La titularisation de Dejan Lovren au poste d'arrière gauche, alors qu'il est défenseur central et droitier, a suscité beaucoup d'interrogations durant le voyage retour, tout comme l'absence de Kim Källström.
Le Suédois, milieu gauche, gaucher, avait dépanné comme latéral en raison de l'absence d'Aly Cissokho, contre Paris-Saint-Germain et Sochaux.

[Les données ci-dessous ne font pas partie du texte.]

PR #6130, opened 2026-04-21
Extend same-name-as-enclosing deprecation to cover package outers

ugexe:


ugexe:
This came about due to no deprecation messaging being emitted for raku-community-modules/Testo

ab5tract:
I really like the changes to `PackageInstaller` 👍🏻

PR #6131, opened 2026-04-21
MoarVM::Profiler: use unit class to silence deprecation worry

ugexe:
`MoarVM::Profiler.rakumod` was declared as `unit module MoarVM::Profiler` with a nested `class MoarVM::Profiler { ... }` of the same name, which triggers a deprecation worry on 6.d. Collapse the wrapper into `unit class MoarVM::Profiler;` with the attribute declarations at file scope. The nested helper classes and the exported subs keep their public addresses and behavior, so external consumers are unaffected, and the file now works the same way under 6.e where the old pattern would install the class as a nested package.

### DIFF
--- a/lib/MoarVM/Profiler.rakumod
+++ b/lib/MoarVM/Profiler.rakumod
@@ -18,7 +18,7 @@
 
 # Make all class references a lot shorter
 
-unit module MoarVM::Profiler;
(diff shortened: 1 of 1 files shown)


ab5tract:
Looks fully sensible to me

PR #6132, opened 2026-04-22
Fix "Missing infix inside R" when using RZ/RX infix form

### LINKED ISSUE #6128: R and implicit comma
`R` seems to happily borrow an implicit comma from `Z` when distributed:

~~~~raku
say [RZ] (1,2),(3,4) 		
# ((3 1) (4 2))
~~~~

But then gets shy borrowing it in infix form:

~~~~raku
say (1,2) RZ (3,4)
# ===SORRY!=== Error while compiling:
# Missing infix inside R
# ------> say (1,2) RZ⏏ (3,4)
#     expecting any of:
#         infix
#         infix stopper
~~~~

See: raku-beginner logs for [2026-04-19](https://irclogs.raku.org/raku-beginner/2026-04-19.html)

🍓

ugexe:
`infix:sym<Z>` and `infix:sym<X>` carried a negative lookahead `<!before <.sym> <.infixish>>` added in 2010 (commit 1120182ed) so that `Z-` style metaops would still parse. Back then `infixish` tried `<infix>` before `<infix_prefix_meta_operator>`, so without the lookahead `infix:sym<Z>` would greedily consume the `Z` and leave the `-` dangling. The lookahead forced fallthrough to the metaop branch.

The ordering in `infixish` was later flipped so `<infix_prefix_meta_operator>` is now tried first. That makes the lookahead redundant: `Z-`, `Z+`, `X*`, etc. are matched by the metaop branch before the plain `infix:sym<Z>` is ever considered.

The lookahead also caused the bug reported in #6128. When parsing `(1,2) RZ (3,4)`, the enclosing R metaop set `$*IN_META := 'R'` and recursed into `<infixish('R')>`. Inside, the plain-infix branch ran `infix:sym<Z>` whose lookahead called `<.infixish>` without arguments, inheriting `$*IN_META='R'` via `nqp::getlexdyn`. That recursive infixish found nothing parseable at `(3,4)` and tripped the `.missing` panic gated on `$*IN_META ~~ 'R'`, which propagated out of the lookahead as a hard compile error. `[RZ] ...` worked only because `$*IN_REDUCE` suppresses that same panic.

Fix: drop the obsolete lookahead. Metaop disambiguation is already handled by the alternation order in `infixish`.

Fixes #6128

### DIFF
--- a/src/Perl6/Grammar.nqp
+++ b/src/Perl6/Grammar.nqp
@@ -4365,8 +4365,8 @@ grammar Perl6::Grammar is HLL::Grammar does STD {
         { $*INVOCANT_OK := 0; }
     }
 
-    token infix:sym<Z>    { <!before <.sym> <.infixish> > <sym>  <O(|%list_infix)> }
-    token infix:sym<X>    { <!before <.sym> <.infixish> > <sym>  <O(|%list_infix)> }
+    token infix:sym<Z>    { <sym>  <O(|%list_infix)> }
+    token infix:sym<X>    { <sym>  <O(|%list_infix)> }
 
     token infix:sym<...>  { <sym> <O(|%list_infix)> }
     token infix:sym<…>    { <sym> <O(|%list_infix)> }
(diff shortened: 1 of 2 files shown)


lizmat:
Great find!

But would like to lift this over the 2026.04 release, just to make sure this doesn't break anything in the ecosystem.

PR #6135, opened 2026-04-23
Fix RakuAST .EVAL at BEGIN time losing access to setting symbols

### LINKED ISSUE #6134: RakuAST: not able to run an EVAL at compile time
```raku
BEGIN {
    RakuAST::Sub.new(
      name      => RakuAST::Name.from-identifier("foo"),
      signature => RakuAST::Signature.new(),
      body      => RakuAST::Blockoid.new(
        RakuAST::StatementList.new()
      )
    ).EVAL
}
```
Running the above code with RAKUDO_RAKUAST=1 results in the following error:
```
===SORRY!=== Error while compiling foo
An exception X::Comp::AdHoc occurred while evaluating a BEGIN:
Could not find a compile-time-value for lexical Nil
at foo:1
Exception details:
  ===SORRY!=== Error while compiling:
  Could not find a compile-time-value for lexical Nil
  at line 
```
Fixing this error would be a great step towards being able to generate synthetic code in modules and in the setting (think `.assuming` and `printf`).

ugexe:
Calling .EVAL on a synthetic RakuAST node inside a BEGIN block failed
with "Could not find a compile-time-value for lexical Nil" because the
EVAL resolver couldn't reach CORE. At BEGIN time the caller's lexical
context chain terminates at the partially-built CompUnit mainline and
never links to the setting, so IMPL-SETTING-FROM-CONTEXT returns Nil
and the outer-context walk in the resolver never finds built-ins like
Nil, Mu, or &say. Two symptom shapes surface depending on where the
lookup happens:

  * PERFORM-BEGIN on RakuAST::Call::Name calls resolve-lexical('&say')
    and gets Nil, leading to X::Undeclared::Symbols at check time.

  * IMPL-FIXUP-DYNAMICALLY-COMPILED-BLOCK (which statically bakes
    outer-lexical references into dynamically-compiled Code bodies)
    calls resolve-lexical-constant('&say') / ('Nil') and gets Nil,
    throwing "Could not find a compile-time-value for lexical X" or
    "Undeclared routine: &X used at line -1" for synthetic nodes.

Thread the currently-compiling CompUnit's setting through to the EVAL
resolver and give the resolver a setting-aware fallback on both lookup
paths:

1. New narrow CompUnit.setting accessor exposing $!resolver.$!setting
   (the BOOTContext of the outer compile's setting). Guards with
   nqp::isconcrete and uses nqp::getattr directly because the Raku $.
   accessor silently masks VMNull (which $!setting can be while
   compiling CORE.setting itself).

2. RakuAST::Resolver::EVAL.new accepts :$setting and stores it as
   `$!setting`, overriding IMPL-SETTING-FROM-CONTEXT's walk-the-$!outer
   result.

3. ForeignCode's RakuAST EVAL path threads $*CU.setting into the new
   resolver when $*CU is a RakuAST::CompUnit; otherwise (runtime EVAL,
   $*CU undefined) it passes Mu and the resolver falls back to the
   existing IMPL-SETTING-FROM-CONTEXT path, preserving prior behavior.

4. resolve-lexical and resolve-lexical-constant on Resolver::EVAL both
   get a setting fallback: after $!outer fails to find the name, walk
   $!setting directly and return an External::Setting declaration
   (shared helper, matching the External::Setting already returned by
   resolve-lexical-in-outer on setting hits). Both methods need it
   because PERFORM-BEGIN uses resolve-lexical while
   IMPL-FIXUP-DYNAMICALLY-COMPILED-BLOCK (called per-Code-node by
   IMPL-COMPILE-DYNAMICALLY, and per-compunit by IMPL-TO-QAST-COMP-UNIT)
   uses resolve-lexical-constant.

Runtime .EVAL is unchanged: $*CU is undefined at runtime, so the new
setting-threading branch is skipped.

Fixes https://github.com/rakudo/rakudo/issues/6134

### DIFF
--- a/src/Raku/ast/compunit.rakumod
+++ b/src/Raku/ast/compunit.rakumod
@@ -256,6 +256,13 @@ class RakuAST::CompUnit
     # does not declare its own GLOBAL and so forth.
     method is-eval() { $!is-eval ?? True !! False }
 
+    # The setting context the CompUnit's resolver knows about, if any.
+    method setting() {
+        nqp::isconcrete($!resolver)
+          ?? nqp::getattr($!resolver, RakuAST::Resolver, '$!setting')
+          !! Mu
+    }
+
     method attach-target-names() {
         self.IMPL-WRAP-LIST(['compunit'])
     }
--- a/src/Raku/ast/resolver.rakumod
+++ b/src/Raku/ast/resolver.rakumod
@@ -819,11 +819,13 @@ class RakuAST::Resolver::EVAL
     # The stack of scopes we are in (an array of RakuAST::LexicalScope).
     has Mu $!scopes;
 
-    method new(Mu :$global!, Mu :$context!) {
+    method new(Mu :$global!, Mu :$context!, Mu :$setting) {
         my $obj := nqp::create(self);
         nqp::bindattr($obj, RakuAST::Resolver, '$!outer', $context);
         nqp::bindattr($obj, RakuAST::Resolver, '$!setting',
-            self.IMPL-SETTING-FROM-CONTEXT($context));
+            nqp::defined($setting)
+              ?? $setting
+              !! self.IMPL-SETTING-FROM-CONTEXT($context));
         nqp::bindattr($obj, RakuAST::Resolver, '$!global', $global);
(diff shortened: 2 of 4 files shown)


lizmat:
These fixes solve the issue with `say`, so Yay!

Sa présence, au moins au milieu, aurait été bénéfique dans l'engagement physique, secteur où ni Miralem Pjanic ni Yoann Gourcuff n'ont eu grand impact. Enfin, on peut se demander pourquoi l'arrière gauche de l'équipe du Brésil au Mondial 2010, Michel Bastos, ne peut occuper ce poste à l'OL, au moins en attendant le rétablissement de Cissokho.
Le Brésilien a néanmoins terminé la rencontre à Lisbonne en reculant dans cette position, participant ainsi à la bonne période d'une équipe enfin équilibrée.
Alors que les résultats d'octobre avaient été encourageants, l'OL semble douter de nouveau, comme si l'effectif, mis sous pression par l'échéance fixée par Jean-Michel Aulas, s'était relâché une fois prise la décision de maintenir Claude Puel.
Jusqu'à présent, JMA pouvait se raccrocher à la Ligue des champions pour affirmer que son équipe n'allait pas si mal.
Llorris fragile dans les airs
Mais Lyon n'a gagné que face à Hapoël Tel-Aviv (3-1), une équipe faible, puis à domicile devant Schalke 04 (1-0) et Benfica (2-0), deux adversaires très moyens, réduits à dix durant la moitié du match.
Le revers de mardi, même si l'OL a limité la casse en conservant de justesse la différence de but directe sur Benfica ainsi que la tête du groupe B, a ramené les Lyonnais vers la réalité : celle d'une équipe manquant de cohésion, incapable de livrer un match plein sur 90 minutes en exploitant bien ses temps forts et en gérant ses temps faibles. Ce constat ne date pas de cette saison. Par ailleurs, les individualités ne font plus la différence comme par le passé. C'était la force de l'OL.
En attaque et dans l'animation du jeu, le buteur Lisandro est indisponible et Gourcuff n'est toujours pas le meneur-magicien annoncé.
En défense, Cris, blessé cet été, n'a pas retrouvé pleinement son niveau alors qu'Hugo Lloris, souvent déterminant sur sa ligne, ne rassure pas dans les airs.
Samedi, à Rennes, une deuxième défaite d'affilée serait sans doute mal vécue par les supporteurs comme à l'intérieur du club même si l'OL, 10e de la Ligue 1, n'est qu'à trois longueurs du podium.